Conjecture on palindromic numbers

The conjecture is as follows:

Let $n\in\mathbb{N}\setminus\{1\}$. Define $a(n)=2^n+1$ and the set: $$S(n) = \{ (a(n)^m+1)/2\ :\ m\in \mathbb{N}_0\}.$$ Then for all $c\in\mathbb{N}$, the number $(a(n)^c-1)s_1s_2\cdots s_n$, where $s_i\in S(n)$, is palindromic in base $a(n)$ .

I pose this as a conjecture, which I tested well. My question is to find a proof or a disproof for this conjecture .

Example: Let $n=5$, and so $a(n)=2^5+1=33$. Take 5 values of $m$ (since $n=5$), e.g., $m_1=m_2=2$, $m_3=m_4=3$, $m_5=5$, and $c=4$. We have : $(33^2+1)/2=545$, $(33^3+1)/2=17969$, $(33^5+1)/2=19567697$, and $(33^4-1)=1185920$. Multiplying these numbers (with repetitions), we get : $$545^2*17969^2*19567697*1185920=2225542694023717115676496000$$ $$=1+1*33+3*33^2+5*33^3+5*33^4+10*33^5+9*33^6+11*33^7+14*33^8+10*33^9+14*33^{10}+11*33^{11}+9*33^{12}+10*33^{13}+5*33^{14}+5*33^{15}+3*33^{16}+1*33^{17}+1*33^{18},$$ which is palindromic in base 33.

(Note:what is written above is the conjecture that Max Alekseyev proved in Apr 20 2018, and what is written below is a modifying of the question by adding another conjecture which I ask for a proof or a disproof of it). The another conjecture says that for all $n\in\mathbb{N}\setminus\{1\}$ , $S(n)$ is the maximally dense set in $a(n)$ base numeral system with the property described in the conjecture that has been proven earlier in the question , That is , if we find an infinite set of numbers (call it $T$) ,such that for all $c\in\mathbb{N}$, the number $(a(n)^c-1)t_1t_2\cdots t_n$ , where $t_i\in T$, is palindromic in base $a(n)$ ;then $T$ is equal to $S(n)$ or $T$ is a proper subset of $S(n)$ or $T$ is a finite set of numbers union a proper subset of $S(n)$ . Thanks goes to Max Alekseyev .

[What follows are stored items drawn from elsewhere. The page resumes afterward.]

Issue #2717, opened 2025-07-22
Add Default Fonts to Repo


DanielJDufour:
**Which server**

- [X] Dev
- [ ] Stage
- [ ] Prod
- [ ] Other (please specify)

**Describe the bug**
Add HOTOSM to mapper code's assets, so they are always available for offline development.

**To Reproduce**
Go to mapper.  No default font is set.

**Expected behavior**
Go to mapper project and should see font files loaded locally and used in app by default.

**Screenshots**
N/A

**Smartphone (please complete the following information):**
N/A

**Additional context**
From previous conversation:
Font files are here: https://github.com/hotosm/ui-design/tree/fa06e8b31151d3b8e792b93dd660424349436af2/assets/fonts
[8:13](https://hotosm.slack.com/archives/C0738H93AKT/p1753143199270279?thread_ts=1753025903.942949&cid=C0738H93AKT)
An example on how to load them is here:
https://github.com/hotosm/ui-design/blob/fa06e8b31151d3b8e792b93dd660424349436af2/css/hot-font-face.css (edited) 
[8:15](https://hotosm.slack.com/archives/C0738H93AKT/p1753143326533359?thread_ts=1753025903.942949&cid=C0738H93AKT)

• I've edited your question to make it readable. – Max Alekseyev Apr 20 '18 at 1:27
• If you have a new question, Ahmad, I think it's best to post it as a new question (with links between it and this question), rather than to bury it as an edit here. – Gerry Myerson Apr 27 '18 at 21:21
• @Gerry Myerson ,I was unlucky because I saw your advise after starting the question as a bounty , but I hope the question will take attention , thank you very much . – Ahmad Jamil Ahmad Masad Apr 27 '18 at 21:24

Let $b=a(n)=2^n+1$.
First, notice that the number in question is $$N=(b^c-1)\frac{b^{m_1}+1}2\cdots \frac{b^{m_n}+1}2 = \frac{b^c-1}{b-1}(b^{m_1}+1)\cdots (b^{m_n}+1).$$
Second, notice that $$M=(b^{m_1}+1)\cdots (b^{m_n}+1) = \sum_{k=0}^{L} s_k b^k,$$ where $L=m_1+\dots+m_n$, is a base-$b$ palindromic number, whose base-$b$ digit sum equals $2^n$. Indeed, $s_k$ equals the number of subsets of $\{ m_1, \dots, m_n \}$ with the sum $k$. Since the total number of subsets is $2^n$, each $s_k\leq 2^n$ and their sum is $2^n$. By considering subsets complements, we can also see that $s_k = s_{L-k}$, i.e., $M$ is a base-$b$ palindromic number of length $L+1$ (starting and ending with digit $s_0=s_L=1$).
Third, the number $\frac{b^c-1}{b-1}$ is a base-$b$ repunit of length $c$.
Finally, notice that in $$N=\frac{b^c-1}{b-1}M = \sum_k\frac{b^c-1}{b-1} s_k b^k$$ the summation produces no carry-on's in base $b$ (since $\sum_k s_k = 2^n < b$). Since $N$ can be viewed as the sum of base-$b$ palindromes of the form $\frac{b^c-1}{b-1}s_k(b^k+b^{L-k})$ of fixed length $L+c$ (padded with leading zeros if needed), the absence of carry-on's implies that $N$ is a base-$b$ palindrome itself (with the digit sum equal $c2^n$).